I have two kids (although one is in college and the other is a sophomore in High School. We have always had dogs. Now that are kids are just about grown and almost out of the house they joke with us that Bear had become our third child.
I think we have paid more attention to Bear than past dogs maybe anticipating being empty nesters, but he will always be a member of our family and not a child replacement.


----------



## cassadee7 (Nov 26, 2009)

I have five kids so not lonely! But when my youngest started kindergarten is when I wanted a puppy  So yeah, a little bit of wanting a baby at home might have seeped in there! We did already have a (small) family dog but I wanted a new hobby, so I got a GSD specifically for dog sports... and the puppy phase helped ease my empty nest a little!


----------



## Capone22 (Sep 16, 2012)

sparra said:


> I have had dogs throughout my life.....have never not had a dog.
> As a child growing up we had dogs.
> As a single person working I had a dog.
> As a married mother of two young children......still have dogs.
> They have always been there and will always be there......simple as that.


This!! I have two children and two dogs. 

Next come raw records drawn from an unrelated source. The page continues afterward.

PR #578, opened 2019-07-08
api.dom.email should use new id to populate element

ek23:
This api.dom.email constructor is still setting $el based on the legacy id, but the new id format will be passed in.  I tried to keep backwards compatibility here, but if we can ignore the legacy ids then we can just change the two lines that directly reference the legacy ids

### DIFF
--- a/src/gmail.js
+++ b/src/gmail.js
@@ -3442,17 +3442,28 @@ var Gmail = function(localJQuery) {
         }
 
         if (typeof element === "string") {
-            this.id = element;
-            element = $("div.adn[data-legacy-message-id='" + this.id + "']");
+            if (element.substring(0,3) == 'msg') {
+                this.id = element;
+                element = $("div.adn[data-message-id='#" + this.id + "']");
+            } else {
+                this.legacy_email_id = element;
+                element = $("div.adn[data-legacy-message-id='" + this.legacy_email_id + "']");
+            }   
         } else {
             element = $(element);
         }
 
         if (!element || (!element.hasClass("adn"))) api.tools.error("api.dom.email called with invalid element/id");
 
-        this.$el = element;
-        if (!this.id) {
-            this.id = this.$el.data("legacyMessageId");
+        this.$el = element;        
+        if (!this.legacy_email_id) {
+            this.legacy_email_id = this.$el.data("legacyMessageId");
+        }
+        if (!this.id) {            
+            let email_id = this.$el.data("messageId");
+            if (email_id) {
+                this.id = email_id.substring(1);   
+            }         
         }
 
         return this;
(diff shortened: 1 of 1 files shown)


josteink:
Hey there and thanks for yet another patch!

Improving API ergonomics is a good thing, and I really support that. As such I'm happy about the intent of this PR.

> if we can ignore the legacy ids then we can just change the two lines that directly reference the legacy ids

That might break compatibility with existing extensions relying on `.id` referencing a legacy ID (not to mention enterprise-customers still on "old" gmail which has no new-style email-id!).

Maintaining compatibility is very important, so I'd rather not do that unless I know 100% for it to be safe. I hope that's OK.

Which leaves us with the code... I have a few comments and suggestions you may want to consider.

src/gmail.js
```diff
@@ -3442,17 +3442,28 @@ var Gmail = function(localJQuery) {
...
-            this.id = element;
-            element = $("div.adn[data-legacy-message-id='" + this.id + "']");
+            if (element.substring(0,3) === 'msg') {
+                this.id = element;
+                element = $("div.adn[data-message-id='#" + this.id + "']");
+            } else {
+                this.legacy_email_id = element;
+                element = $("div.adn[data-legacy-message-id='" + this.legacy_email_id + "']");
+            }   
         } else {
```
josteink: Consider using the existing functions in the `api.helper.get`-namespace.

Both `api.helper.get.legacy_email_id()` and `api.helper.get.new_email_id()` cover what you are trying to do here, in what may be a more reusable/simple way. These are designed for maximum ergonomics and have pretty good test-coverage, so you should be able to rely on them acting properly (and consistently with the rest of the code-base).

For now I advice using `api.helper.get.legacy_email_id()` to maximize backwards compatibility.

Sounds good?

src/gmail.js
```diff
@@ -3442,17 +3442,28 @@ var Gmail = function(localJQuery) {
...
-            this.id = this.$el.data("legacyMessageId");
+        this.$el = element;        
+        if (!this.legacy_email_id) {
+            this.legacy_email_id = this.$el.data("legacyMessageId");
+        }
+        if (!this.id) {            
+            let email_id = this.$el.data("messageId");
+            if (email_id) {
+                this.id = email_id.substring(1);   
+            }
```
josteink: From what I can tell, this change breaks compatibility by changing what the `.id`-property represents.

I'll be happy to add new-style ID properties, but only in addition to the existing `.id`-property which for compatibility-reasons I'd like to remain as it is.

Is that OK with you?

ek23:
It looks like get.new_email_id and get.legacy_email_id were not around when I coded this.  I am going to close this PR and revisit my changes to see if they are even necessary any more.  Thanks for the feedback.

Issue #558, opened 2019-03-19
api.new.get.email_data is giving null. 


anilreddyr7:
Earlier I was using api.get.email_data to get email data. If I see newer gmail.js, it is suggested to use new.get.email_data as get.email_data is a deprecated Gmail API. How to use this function? If I invoke new.get.email_data instead of get.email_data, it is giving me **null** .Can you please help me out how we can get the data using new method? Do we have any sample code snippet?

josteink:
Then you APIs are definitely not document that that’s something we should look into fixing that let me see if I can make some quick examples sometime this week.  Then you APIs are definitely not document. That’s something we should look into fixing. 

Let me see if I can make some quick examples sometime later this week.

wnateg:
For me, it seemed to work more often, if I checked for the data periodically. I didn't check the code to verify there was any evidence to support this, but it worked with trial and error.

`
		var i = 0, interval = setInterval(function() {
			var dataNew = gmail.new.get.email_data(msgId);
			if (typeof dataNew === undefined || ! dataNew) {
				console.log(i, dataNew);
				return (++i) > 60 ? clearInterval(interval) : true;
			}
			var pixelId = (dataNew.content_html.match(/\/([\w]+)\.gif/i) || []).pop();

			if (typeof pixelId !== undefined) {
			}
			clearInterval(interval);
		}, 500);`

josteink:
With the new APIs we don’t actuslly “get” the email, but rather gmailjs prefetches and caches *all* emails gmail processes. When you request an email, you will only get it if it is found in the cache. 

For any random email Id, it will probably fail. For an email on screen it should succeed. 

Hope this helps.

anilreddyr7:
> With the new APIs we don’t actually “get” the email, but rather gmailjs intercepts and caches _all_ emails gmail processes. When you request an email, you will only get it if it is found in the cache.
> 
> For any random email Id, it will probably fail. For an email on screen it should succeed.
> 
> Hope this helps.

Thanks for the update. It is already 2019, but still old method gives proper email data.  I'm not leaning towards new method. Because I'm worried about intercepting gmail process and getting email data.  Will Google definitely block old gmail request to fetch email data?

josteink:
> Thanks for the update. It is already 2019, but still old method gives proper email data.

While testing New Gmail while it was in closed beta, any kind of XHR on our part seemed to fail, and thus the all the `get.email_data()` too methods.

Sent from my iPhone using PG Free


----------



## rangersdad (Sep 20, 2012)

I've always had a dog. My wife and I 've been married 30 years and have children (grown now, but still in our lives) but the dog is a dog, not a child! I love animals and dogs in particular. I don't think I'd be happy living without one.


----------



## bocron (Mar 15, 2009)

LOL, great timing on the post. Today was one of those days where'd I'd give my kingdom to be alone for just a few. I have 2 kids, plus a couple of volunteer kids (kids' friends who hang here all the time) 2 cats and 12 dogs, plus all the daycare/boarding and training dogs throughout the week. Our training business is on our property so the 2 people who work for us are in and out of the house depending on what we're working on. 
My husband and I are both trainers, so the dogs are our passion and livelihood all rolled up in one. Our financial advisor told us recently that if we sold the property and lived wisely on our retirement fund (nothing fancy, just day to day) we could retire in a few years and we looked at each other and said, Nah, we'd end up starting a training club or something again anyway so might as well stay the course.


----------



## Lilie (Feb 3, 2010)

I have one grown child, but a large family with lots of kids. I've always had dogs. I've been blessed with the fact that I have the space for as many dogs as I want. For me, four is the limit. After that it becomes more of a chore than a blessing.


----------



## lhczth (Apr 5, 2000)

I had dogs and animals before I got married.


----------



## sparra (Jun 27, 2011)

lhczth said:


> I had dogs and animals before I got married.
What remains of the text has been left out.